PROBLEM TO SOLVE:
Where a line contains the word "again", copy that line from the records below.

TASK DATA:

PR #8787, opened 2019-08-01
For Discussion:  Weirich Semantic Block style

lamont-granquist:
Style/BlockDelimiters:
  Enabled: true
  EnforcedStyle: semantic

See, eg:

https://github.com/rubocop-hq/ruby-style-guide/issues/162

http://www.virtuouscode.com/2011/07/26/the-procedurefunction-block-convention-in-ruby/

### DIFF
--- a/chef-config/lib/chef-config/config.rb
+++ b/chef-config/lib/chef-config/config.rb
@@ -98,7 +98,7 @@ module ChefConfig
 
     def self.apply_extra_config_options(extra_config_options)
       if extra_config_options
-        extra_parsed_options = extra_config_options.inject({}) do |memo, option|
+        extra_parsed_options = extra_config_options.inject({}) { |memo, option|
           # Sanity check value.
           if option.empty? || !option.include?("=")
             raise UnparsableConfigOption, "Unparsable config option #{option.inspect}"
@@ -111,7 +111,7 @@ module ChefConfig
           # runs a simple parse on the string for some common types.
           memo[key.to_sym] = YAML.safe_load(value)
           memo
-        end
+        }
         merge!(extra_parsed_options)
       end
     end
@@ -153,7 +153,7 @@ module ChefConfig
     # So while this is basically identical to what method_missing would do, we pull
     # it up here and get a real method written so that things get dispatched
     # properly.
-    configurable(:daemonize).writes_value { |v| v }
+    configurable(:daemonize).writes_value do |v| v end
 
     # The root where all local chef object data is stored.  cookbooks, data bags,
     # environments are all assumed to be in separate directories under this.
@@ -203,23 +203,23 @@ module ChefConfig
 
     # Location of acls on disk. String or array of strings.
     # Defaults to <chef_repo_path>/acls.
-    default(:acl_path) { derive_path_from_chef_repo_path("acls") }
+    default(:acl_path) do derive_path_from_chef_repo_path("acls") end
 
     # Location of clients on disk. String or array of strings.
     # Defaults to <chef_repo_path>/clients.
-    default(:client_path) { derive_path_from_chef_repo_path("clients") }
+    default(:client_path) do derive_path_from_chef_repo_path("clients") end
 
     # Location of client keys on disk. String or array of strings.
     # Defaults to <chef_repo_path>/client_keys.
-    default(:client_key_path) { derive_path_from_chef_repo_path("client_keys") }
+    default(:client_key_path) do derive_path_from_chef_repo_path("client_keys") end
 
     # Location of containers on disk. String or array of strings.
     # Defaults to <chef_repo_path>/containers.
-    default(:container_path) { derive_path_from_chef_repo_path("containers") }
+    default(:container_path) do derive_path_from_chef_repo_path("containers") end
 
     # Location of cookbook_artifacts on disk. String or array of strings.
     # Defaults to <chef_repo_path>/cookbook_artifacts.
-    default(:cookbook_artifact_path) { derive_path_from_chef_repo_path("cookbook_artifacts") }
+    default(:cookbook_artifact_path) do derive_path_from_chef_repo_path("cookbook_artifacts") end
 
     # Location of cookbooks on disk. String or array of strings.
     # Defaults to <chef_repo_path>/cookbooks.  If chef_repo_path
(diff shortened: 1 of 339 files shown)


chef-config/lib/chef-config/config.rb
```diff
@@ -235,39 +235,39 @@ def self.derive_path_from_chef_repo_path(child_path)
...
 
     # Location of groups on disk. String or array of strings.
     # Defaults to <chef_repo_path>/groups.
-    default(:group_path) { derive_path_from_chef_repo_path("groups") }
+    default(:group_path) do derive_path_from_chef_repo_path("groups") end
 
     # Location of nodes on disk. String or array of strings.
     # Defaults to <chef_repo_path>/nodes.
-    default(:node_path) { derive_path_from_chef_repo_path("nodes") }
+    default(:node_path) do derive_path_from_chef_repo_path("nodes") end
```
lamont-granquist: if i'm understanding it correctly this seem incorrectly applied by rubocop?  these functions just do some string wrangling and return a value.

chef-config/lib/chef-config/workstation_config_loader.rb
```diff
@@ -265,7 +265,7 @@ def find_default_key(key_names)
 
     def highlight_config_error(file, line)
       config_file_lines = []
-      IO.readlines(file).each_with_index { |l, i| config_file_lines << "#{(i + 1).to_s.rjust(3)}: #{l.chomp}" }
+      IO.readlines(file).each_with_index do |l, i| config_file_lines << "#{(i + 1).to_s.rjust(3)}: #{l.chomp}" end
```
lamont-granquist: this should be an `each_with_object` or `inject`, so i guess this is right and points out the code is ugly for other reasons?

lib/chef/application.rb
```diff
@@ -342,7 +342,7 @@ def fork_chef_client
         else
           exit 0
         end
-      end
+      }
```
lamont-granquist: this definitely looks like rubocop got it wrong.

lib/chef/chef_fs/file_system/chef_server/nodes_dir.rb
```diff
@@ -28,9 +28,9 @@ module ChefServer
         class NodesDir < RestListDir
           # Identical to RestListDir.children, except supports environments
           def children
-            @children ||= root.get_json(env_api_path).keys.sort.map do |key|
+            @children ||= root.get_json(env_api_path).keys.sort.map { |key|
               make_child_entry(key, true)
-            end
+            }
```
lamont-granquist: I'm fairly sure mike_child_entry actually does a side-effect so this looks incorrectly applied again.

lib/chef/chef_fs/file_system/repository/chef_repository_file_system_root_dir.rb
```diff
@@ -163,11 +163,11 @@ def fs_description
           def root_dir
             existing_paths = root_paths.select { |path| File.exists?(path) }
             if existing_paths.size > 0
-              MultiplexedDir.new(existing_paths.map do |path|
+              MultiplexedDir.new(existing_paths.map { |path|
                 dir = FileSystemEntry.new(name, parent, path)
                 dir.write_pretty_json = !!write_pretty_json
                 dir
-              end)
+              })
```
lamont-granquist: This looks correct but i had to go through 4 levels of super calls in the FileSystemEntry.new initializer to determine that none of them had side effects.  And while i try to put initializers on a diet whenever i come across fat ones with side-effects that definitely can't be trusted in our codebase.  (That many levels of inheritance is another thing, but we're well into crazy sections of the chef codebase here).

lib/chef/chef_fs/file_system/repository/file_system_entry.rb
```diff
@@ -82,7 +82,7 @@ def children
             # Except cookbooks and data bag dirs, all things must be json files
             Dir.entries(file_path).sort
               .map { |child_name| make_child_entry(child_name) }
-              .select { |new_child| new_child.fs_entry_valid? && can_have_child?(new_child.name, new_child.dir?) }
+              .select do |new_child| new_child.fs_entry_valid? && can_have_child?(new_child.name, new_child.dir?) end
```
lamont-granquist: This one looks side effect free to me.

lib/chef/cookbook/manifest_v2.rb
```diff
@@ -31,7 +31,7 @@ def from_hash(hash)
 
         def to_h(manifest)
           result = manifest.manifest.dup
-          result["all_files"].map! { |file| file.delete("full_path"); file }
+          result["all_files"].map! do |file| file.delete("full_path"); file end
```
lamont-granquist: I guess so but again I don't see the value in thinking about it this hard.

robbkidd:
I am personally philosophically-aligned 100% with Weirich-style semantic blocks. I _long_ for a code base that tells me immediately that a block has a return or has side-effects.

However, I am wary of applying it to Chef because it is a style preference that cannot be reliably enforced with automation.

1. `chef/chef` is an 11+ year-old code base. As @lamont-granquist demonstrates in this PR, each of its many blocks will require human review because there are enough cases of the `Style/BlockDelimiters` cop's semantic auto-correct being wrong.
2. Because the cop cannot be relied on, the review of every future PR will require a human reviewer verify the semantic meaning of blocks added/modified.
3. When a human reviewer finds a semantic mismatch in a PR, the review comments to the submitter come in the form of a style suggestion which causes frustration in some submitters for what they see as unnecessary rework.

chef-config/lib/chef-config/workstation_config_loader.rb
zenspider: This screams `map` to me.

chef-config/lib/chef-config/config.rb
zenspider: `rubocop` doesn't know that. It is just looking at the name / context. Since this isn't being assigned or returned, it looks like it is for side-effect. I'd agree based on this code here.

zenspider:
DO IT

tas50:
This syntax makes sense, but we're never going to have 100% accuracy in Rubocop here. It's probably going to be pretty poor at enforcing it and if it's not reliable syntax then the entire point of the syntax is mute. I'm very much thumbs down on this. It's going to results in a lot of work adding exclusions and tracking down rubocop bugs for the foreseeable future.

miah:
I get that it would be painful for the Chef Infra code to move to this pattern, it is something we may want to do with InSpec. 

Can we allow both patterns? Maybe that would require us disabling a rubocop check that enforces one style over the other? I can see where the pattern not being applied evenly over an entire code base could be confusing but we can still be intentional and work towards that over time. And we can be explicit in contributor documentation about patterns the code intends to follow.

zenspider:
> However, I am wary of applying it to Chef because it is a style preference that cannot be reliably enforced with automation.

@robbkidd then let's turn the damn thing off? The 1-liner distinction is meaningless and non-helpful.

robbkidd:
> let's turn the damn thing off? The 1-liner distinction is meaningless and non-helpful.

I hear you. Then the new proposal is for chefstyle to adopt this, yea?

```
Style/BlockDelimiters:
Enabled: false
```

lamont-granquist:
@miah 	@zenspider 	chefstyle picks up .rubocop.yml so you're always free to diverge:

chef/chef does that for a few things which we turned on globally but would need to get cleaned up here:

https://github.com/chef/chef/blob/master/.rubocop.yml

you can turn it off / turn on semantic enforcement in inspec/train or we can flip the default to off in chefstyle.

i think i'm okay with the latter and that's probably what we should do.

SOLUTION TO THE PROBLEM:
lamont-granquist: I'm fairly sure mike_child_entry actually does a side-effect so this looks incorrectly applied again.
lamont-granquist: I guess so but again I don't see the value in thinking about it this hard.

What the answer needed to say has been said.